● Work task: Go line by line through the data below and count those with the string "github". Give the number only.

● Given data:

PR #2169, opened 2023-05-31
apply h1 thickline globally

jmealing:
As per DTO email, this is the update for the H1 globally:

- Removed gc-thickline class and css
- Modified heading base to apply the thick line styles globally


duboisp (changes requested):
We will need to check all the proper documentation + working example is also there and up to date.

duboisp (commented):
Move the h1 CSS and create example in this base folder: /sites/h1

Like the breadcrumb folder structure: https://github.com/wet-boew/GCWeb/tree/master/sites/breadcrumbs

1. Create a single SCSS file for the h1 style
2. Remove the old h1 style (like you did)
3. Link that newly SCSS in this main SCSS file, near the other heading style - https://github.com/wet-boew/GCWeb/blob/master/sites/theme.scss#LL35C6-L35C6
4. Create the dedicated working example (EN and FR) for the h1 
5. Document in those page the version and a code sample
    a. I do think it could be version 1.0.1, a patch change considering there is not change required for the author neither the implementor. We would need to check the public versioning API to be sure. It could be seen as a Minor/Major visual change.
   b. Code sample: I do think we have a variant with the [id=wb-cont] and another one without it. And there is some variant enhance with RDFa + schema.org
6. Create the index.json-ld file (the name of the componentName need to be same as the folder name.

sites/baseline/_heading.scss
```diff
@@ -8,10 +8,15 @@
...
-	padding-bottom: .2em;
+	border-bottom: none;
+
+	&::after {
+		border-bottom: .18em solid $border-red;
+		content: "";
+		display: block;
+		padding-bottom: 8px;
+		width: 70px;
+	}
```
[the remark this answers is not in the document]
EricDunsworth: This alternate method also reduces the space below the H1 vs what the pseudo-element produces.

When the pseudo-element is used, the H1's .2em ``padding-bottom`` and .2em ``margin-bottom`` appear back-to-back below the thickline - culminating to .4em of bottom spacing.

By comparison, in the pre-existing underline style and the alternate thickline method, the H1's .2em ``padding-bottom`` appears **above** the underline/thickline and the .2em ``margin-bottom`` appears below it.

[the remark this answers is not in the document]
duboisp: Thanks for sharing, we will need to compare both variation to determine the pros and cons of each variant.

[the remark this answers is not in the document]
delisma: @jmealing What do you think of @EricDunsworth proposition? I do like the idea to not rely on a pseudo-element but I don't know if there was a rationale beforehand.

● Finished exercise: 2